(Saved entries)

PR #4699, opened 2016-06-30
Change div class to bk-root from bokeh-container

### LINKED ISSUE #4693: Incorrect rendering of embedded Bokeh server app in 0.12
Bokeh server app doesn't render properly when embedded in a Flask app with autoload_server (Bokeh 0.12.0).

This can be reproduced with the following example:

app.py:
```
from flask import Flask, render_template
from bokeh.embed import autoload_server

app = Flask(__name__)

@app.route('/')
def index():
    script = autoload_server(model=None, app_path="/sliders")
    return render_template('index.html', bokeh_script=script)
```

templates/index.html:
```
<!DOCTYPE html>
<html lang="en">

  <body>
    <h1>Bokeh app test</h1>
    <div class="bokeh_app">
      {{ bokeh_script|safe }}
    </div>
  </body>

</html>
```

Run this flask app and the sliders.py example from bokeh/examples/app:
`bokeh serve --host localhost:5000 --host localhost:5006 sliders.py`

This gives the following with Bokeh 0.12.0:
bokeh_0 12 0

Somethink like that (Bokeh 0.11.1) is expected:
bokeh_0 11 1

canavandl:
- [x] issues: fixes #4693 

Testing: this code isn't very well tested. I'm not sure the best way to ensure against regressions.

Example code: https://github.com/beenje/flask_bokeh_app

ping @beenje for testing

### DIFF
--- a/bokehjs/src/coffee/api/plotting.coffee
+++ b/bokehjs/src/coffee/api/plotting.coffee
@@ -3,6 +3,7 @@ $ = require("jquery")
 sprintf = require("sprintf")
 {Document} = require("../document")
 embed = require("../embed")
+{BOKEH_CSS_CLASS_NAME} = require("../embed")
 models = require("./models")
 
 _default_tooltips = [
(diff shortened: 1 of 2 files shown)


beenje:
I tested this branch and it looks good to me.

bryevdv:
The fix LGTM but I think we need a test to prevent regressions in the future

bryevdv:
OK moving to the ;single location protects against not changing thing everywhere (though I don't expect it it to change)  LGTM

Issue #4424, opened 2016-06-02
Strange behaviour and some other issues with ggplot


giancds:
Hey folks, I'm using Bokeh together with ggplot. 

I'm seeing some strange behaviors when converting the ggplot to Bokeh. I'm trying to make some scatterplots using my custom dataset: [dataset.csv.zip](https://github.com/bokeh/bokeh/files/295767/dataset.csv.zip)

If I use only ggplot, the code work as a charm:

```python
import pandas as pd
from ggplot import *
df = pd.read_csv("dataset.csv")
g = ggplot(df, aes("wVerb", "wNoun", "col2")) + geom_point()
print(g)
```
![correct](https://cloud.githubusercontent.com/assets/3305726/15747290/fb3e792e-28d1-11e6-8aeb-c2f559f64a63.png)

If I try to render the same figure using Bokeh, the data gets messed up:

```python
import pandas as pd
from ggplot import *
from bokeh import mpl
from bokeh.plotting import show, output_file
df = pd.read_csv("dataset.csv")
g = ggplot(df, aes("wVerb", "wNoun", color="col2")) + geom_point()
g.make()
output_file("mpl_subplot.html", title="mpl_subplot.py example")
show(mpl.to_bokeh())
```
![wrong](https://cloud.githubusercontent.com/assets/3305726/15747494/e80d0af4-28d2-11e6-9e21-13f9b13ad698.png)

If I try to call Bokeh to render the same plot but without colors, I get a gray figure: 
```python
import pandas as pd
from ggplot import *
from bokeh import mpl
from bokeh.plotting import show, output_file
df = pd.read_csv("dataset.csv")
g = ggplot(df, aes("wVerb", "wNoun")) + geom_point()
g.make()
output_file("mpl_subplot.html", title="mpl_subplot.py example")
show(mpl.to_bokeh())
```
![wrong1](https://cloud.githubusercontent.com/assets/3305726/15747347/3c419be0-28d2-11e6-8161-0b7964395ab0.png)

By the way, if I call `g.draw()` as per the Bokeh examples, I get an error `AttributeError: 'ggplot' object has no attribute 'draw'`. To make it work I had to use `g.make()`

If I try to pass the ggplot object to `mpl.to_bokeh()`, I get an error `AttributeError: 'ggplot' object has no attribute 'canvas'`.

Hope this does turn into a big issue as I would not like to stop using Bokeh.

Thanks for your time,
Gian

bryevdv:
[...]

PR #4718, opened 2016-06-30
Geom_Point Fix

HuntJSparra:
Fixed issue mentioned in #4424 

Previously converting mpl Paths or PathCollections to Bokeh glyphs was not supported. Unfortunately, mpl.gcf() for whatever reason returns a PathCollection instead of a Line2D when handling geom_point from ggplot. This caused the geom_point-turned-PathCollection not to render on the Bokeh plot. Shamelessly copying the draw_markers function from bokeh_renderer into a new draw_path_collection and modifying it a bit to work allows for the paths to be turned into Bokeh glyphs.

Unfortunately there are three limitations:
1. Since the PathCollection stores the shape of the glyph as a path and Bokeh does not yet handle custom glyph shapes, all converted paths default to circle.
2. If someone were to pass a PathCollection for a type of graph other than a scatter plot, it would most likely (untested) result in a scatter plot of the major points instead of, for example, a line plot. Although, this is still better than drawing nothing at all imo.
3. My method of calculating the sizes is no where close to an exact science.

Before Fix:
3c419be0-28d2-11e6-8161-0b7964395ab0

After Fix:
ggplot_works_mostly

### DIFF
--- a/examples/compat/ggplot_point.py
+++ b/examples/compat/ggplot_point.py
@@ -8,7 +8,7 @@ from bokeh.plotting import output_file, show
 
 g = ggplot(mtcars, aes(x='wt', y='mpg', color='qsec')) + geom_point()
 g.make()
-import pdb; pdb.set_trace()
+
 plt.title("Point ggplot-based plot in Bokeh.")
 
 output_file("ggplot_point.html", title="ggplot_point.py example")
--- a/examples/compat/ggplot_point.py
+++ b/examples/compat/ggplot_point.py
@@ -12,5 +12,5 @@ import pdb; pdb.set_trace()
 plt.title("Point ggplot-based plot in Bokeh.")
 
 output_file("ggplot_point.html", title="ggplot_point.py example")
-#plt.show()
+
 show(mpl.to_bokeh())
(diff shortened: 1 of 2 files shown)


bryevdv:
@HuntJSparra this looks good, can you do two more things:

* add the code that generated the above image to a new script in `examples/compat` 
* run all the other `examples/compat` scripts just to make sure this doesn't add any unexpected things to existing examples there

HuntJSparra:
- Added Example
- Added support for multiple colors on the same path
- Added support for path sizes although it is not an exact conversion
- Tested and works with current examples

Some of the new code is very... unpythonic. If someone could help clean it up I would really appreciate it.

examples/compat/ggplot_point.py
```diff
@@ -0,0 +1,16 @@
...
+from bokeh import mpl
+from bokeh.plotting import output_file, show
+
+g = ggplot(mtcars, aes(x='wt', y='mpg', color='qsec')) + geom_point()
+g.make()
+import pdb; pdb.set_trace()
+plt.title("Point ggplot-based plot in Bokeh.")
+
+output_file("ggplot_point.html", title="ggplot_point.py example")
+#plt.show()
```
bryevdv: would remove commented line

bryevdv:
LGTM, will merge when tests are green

...

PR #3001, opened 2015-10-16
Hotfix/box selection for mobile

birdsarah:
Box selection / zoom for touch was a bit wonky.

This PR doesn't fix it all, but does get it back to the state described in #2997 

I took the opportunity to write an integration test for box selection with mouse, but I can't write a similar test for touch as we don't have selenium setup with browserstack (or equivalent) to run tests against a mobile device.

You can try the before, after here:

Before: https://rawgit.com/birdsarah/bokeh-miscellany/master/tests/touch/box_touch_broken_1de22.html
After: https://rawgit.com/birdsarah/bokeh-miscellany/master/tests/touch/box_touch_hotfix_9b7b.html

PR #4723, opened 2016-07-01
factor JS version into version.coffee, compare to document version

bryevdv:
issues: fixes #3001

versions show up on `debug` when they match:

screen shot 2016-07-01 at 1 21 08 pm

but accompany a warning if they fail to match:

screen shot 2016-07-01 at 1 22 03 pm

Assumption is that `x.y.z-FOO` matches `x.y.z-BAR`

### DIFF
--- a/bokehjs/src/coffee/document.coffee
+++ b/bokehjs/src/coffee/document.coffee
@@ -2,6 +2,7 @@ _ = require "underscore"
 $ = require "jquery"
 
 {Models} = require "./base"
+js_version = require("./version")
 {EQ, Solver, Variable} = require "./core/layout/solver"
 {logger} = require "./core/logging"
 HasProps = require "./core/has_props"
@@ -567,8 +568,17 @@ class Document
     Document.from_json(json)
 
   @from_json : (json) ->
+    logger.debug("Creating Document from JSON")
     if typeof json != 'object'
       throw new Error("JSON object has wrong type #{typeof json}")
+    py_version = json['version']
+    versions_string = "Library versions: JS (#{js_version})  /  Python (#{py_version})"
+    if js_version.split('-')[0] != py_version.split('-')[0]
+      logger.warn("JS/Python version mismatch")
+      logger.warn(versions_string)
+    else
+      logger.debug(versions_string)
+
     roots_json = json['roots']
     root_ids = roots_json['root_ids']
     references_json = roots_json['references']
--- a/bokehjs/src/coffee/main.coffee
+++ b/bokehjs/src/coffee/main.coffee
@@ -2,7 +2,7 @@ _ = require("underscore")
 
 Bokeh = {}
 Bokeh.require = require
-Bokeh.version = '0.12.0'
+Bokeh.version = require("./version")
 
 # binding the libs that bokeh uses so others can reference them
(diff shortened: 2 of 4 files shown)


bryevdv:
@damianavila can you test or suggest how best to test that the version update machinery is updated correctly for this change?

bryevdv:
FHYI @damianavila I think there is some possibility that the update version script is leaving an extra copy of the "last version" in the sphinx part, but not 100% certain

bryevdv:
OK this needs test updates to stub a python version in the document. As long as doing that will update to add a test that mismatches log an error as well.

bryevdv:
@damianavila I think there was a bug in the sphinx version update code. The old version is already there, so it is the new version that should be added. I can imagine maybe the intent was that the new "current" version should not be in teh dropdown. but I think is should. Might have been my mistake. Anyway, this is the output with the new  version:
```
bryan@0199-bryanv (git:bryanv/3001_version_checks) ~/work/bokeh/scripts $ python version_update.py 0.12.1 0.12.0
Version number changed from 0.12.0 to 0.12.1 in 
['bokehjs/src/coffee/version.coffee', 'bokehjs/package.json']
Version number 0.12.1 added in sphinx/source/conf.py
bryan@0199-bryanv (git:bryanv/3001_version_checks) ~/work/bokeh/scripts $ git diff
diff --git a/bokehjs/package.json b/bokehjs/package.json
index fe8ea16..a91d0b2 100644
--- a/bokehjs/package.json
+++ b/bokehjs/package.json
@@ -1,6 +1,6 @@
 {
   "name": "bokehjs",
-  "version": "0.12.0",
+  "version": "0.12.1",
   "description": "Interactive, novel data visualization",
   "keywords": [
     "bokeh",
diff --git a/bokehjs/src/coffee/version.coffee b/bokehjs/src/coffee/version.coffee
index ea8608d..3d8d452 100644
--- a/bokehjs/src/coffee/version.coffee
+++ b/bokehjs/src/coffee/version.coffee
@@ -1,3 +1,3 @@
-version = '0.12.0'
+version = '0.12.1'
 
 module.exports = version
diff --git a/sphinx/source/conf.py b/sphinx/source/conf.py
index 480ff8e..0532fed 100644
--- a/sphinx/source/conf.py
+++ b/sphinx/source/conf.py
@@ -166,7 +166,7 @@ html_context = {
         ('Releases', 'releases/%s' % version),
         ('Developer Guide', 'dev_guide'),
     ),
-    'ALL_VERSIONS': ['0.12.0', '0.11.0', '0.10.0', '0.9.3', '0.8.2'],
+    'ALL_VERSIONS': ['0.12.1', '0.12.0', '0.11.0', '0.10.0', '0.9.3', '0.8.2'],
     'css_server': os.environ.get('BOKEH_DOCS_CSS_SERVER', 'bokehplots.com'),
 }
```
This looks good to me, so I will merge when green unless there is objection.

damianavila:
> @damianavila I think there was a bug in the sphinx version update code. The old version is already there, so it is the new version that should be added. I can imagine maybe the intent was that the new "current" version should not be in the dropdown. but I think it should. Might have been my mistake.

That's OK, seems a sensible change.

...

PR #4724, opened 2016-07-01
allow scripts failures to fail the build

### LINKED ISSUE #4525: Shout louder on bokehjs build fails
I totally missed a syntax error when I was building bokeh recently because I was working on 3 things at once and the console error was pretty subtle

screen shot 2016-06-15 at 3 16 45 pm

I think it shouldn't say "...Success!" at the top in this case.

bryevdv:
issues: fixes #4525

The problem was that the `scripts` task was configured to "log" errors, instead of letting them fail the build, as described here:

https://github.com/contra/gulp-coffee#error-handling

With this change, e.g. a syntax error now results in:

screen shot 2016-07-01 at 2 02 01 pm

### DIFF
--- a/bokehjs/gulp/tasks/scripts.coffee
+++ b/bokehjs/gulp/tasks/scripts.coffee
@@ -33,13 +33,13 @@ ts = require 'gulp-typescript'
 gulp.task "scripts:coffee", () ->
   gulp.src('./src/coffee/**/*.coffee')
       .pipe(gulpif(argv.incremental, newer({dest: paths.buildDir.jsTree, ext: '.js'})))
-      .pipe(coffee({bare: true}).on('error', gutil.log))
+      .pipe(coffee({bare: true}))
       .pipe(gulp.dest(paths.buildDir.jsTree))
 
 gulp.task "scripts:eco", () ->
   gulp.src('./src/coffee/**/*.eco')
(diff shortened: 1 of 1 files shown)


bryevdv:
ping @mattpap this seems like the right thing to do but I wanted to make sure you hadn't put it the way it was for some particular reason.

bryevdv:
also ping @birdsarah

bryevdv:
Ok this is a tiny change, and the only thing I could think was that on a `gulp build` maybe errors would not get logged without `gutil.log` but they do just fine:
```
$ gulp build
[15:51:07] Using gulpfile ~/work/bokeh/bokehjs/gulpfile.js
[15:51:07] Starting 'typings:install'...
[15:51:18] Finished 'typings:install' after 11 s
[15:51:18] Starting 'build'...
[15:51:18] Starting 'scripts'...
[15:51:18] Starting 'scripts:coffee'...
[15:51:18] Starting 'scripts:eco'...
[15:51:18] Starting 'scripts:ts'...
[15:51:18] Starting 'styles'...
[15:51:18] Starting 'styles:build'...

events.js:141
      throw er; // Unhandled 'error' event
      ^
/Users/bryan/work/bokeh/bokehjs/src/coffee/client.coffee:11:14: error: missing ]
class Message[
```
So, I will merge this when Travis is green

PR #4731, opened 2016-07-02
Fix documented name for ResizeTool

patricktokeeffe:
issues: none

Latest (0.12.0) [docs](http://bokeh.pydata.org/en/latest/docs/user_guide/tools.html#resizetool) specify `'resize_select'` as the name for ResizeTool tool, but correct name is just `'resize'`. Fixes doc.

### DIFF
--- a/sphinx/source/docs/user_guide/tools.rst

_HOW TO COMPLETE THIS TASK_
Find and copy each line above holding "mtcars".

_RESULT FOR THIS TASK_
 g = ggplot(mtcars, aes(x='wt', y='mpg', color='qsec')) + geom_point()
+g = ggplot(mtcars, aes(x='wt', y='mpg', color='qsec')) + geom_point()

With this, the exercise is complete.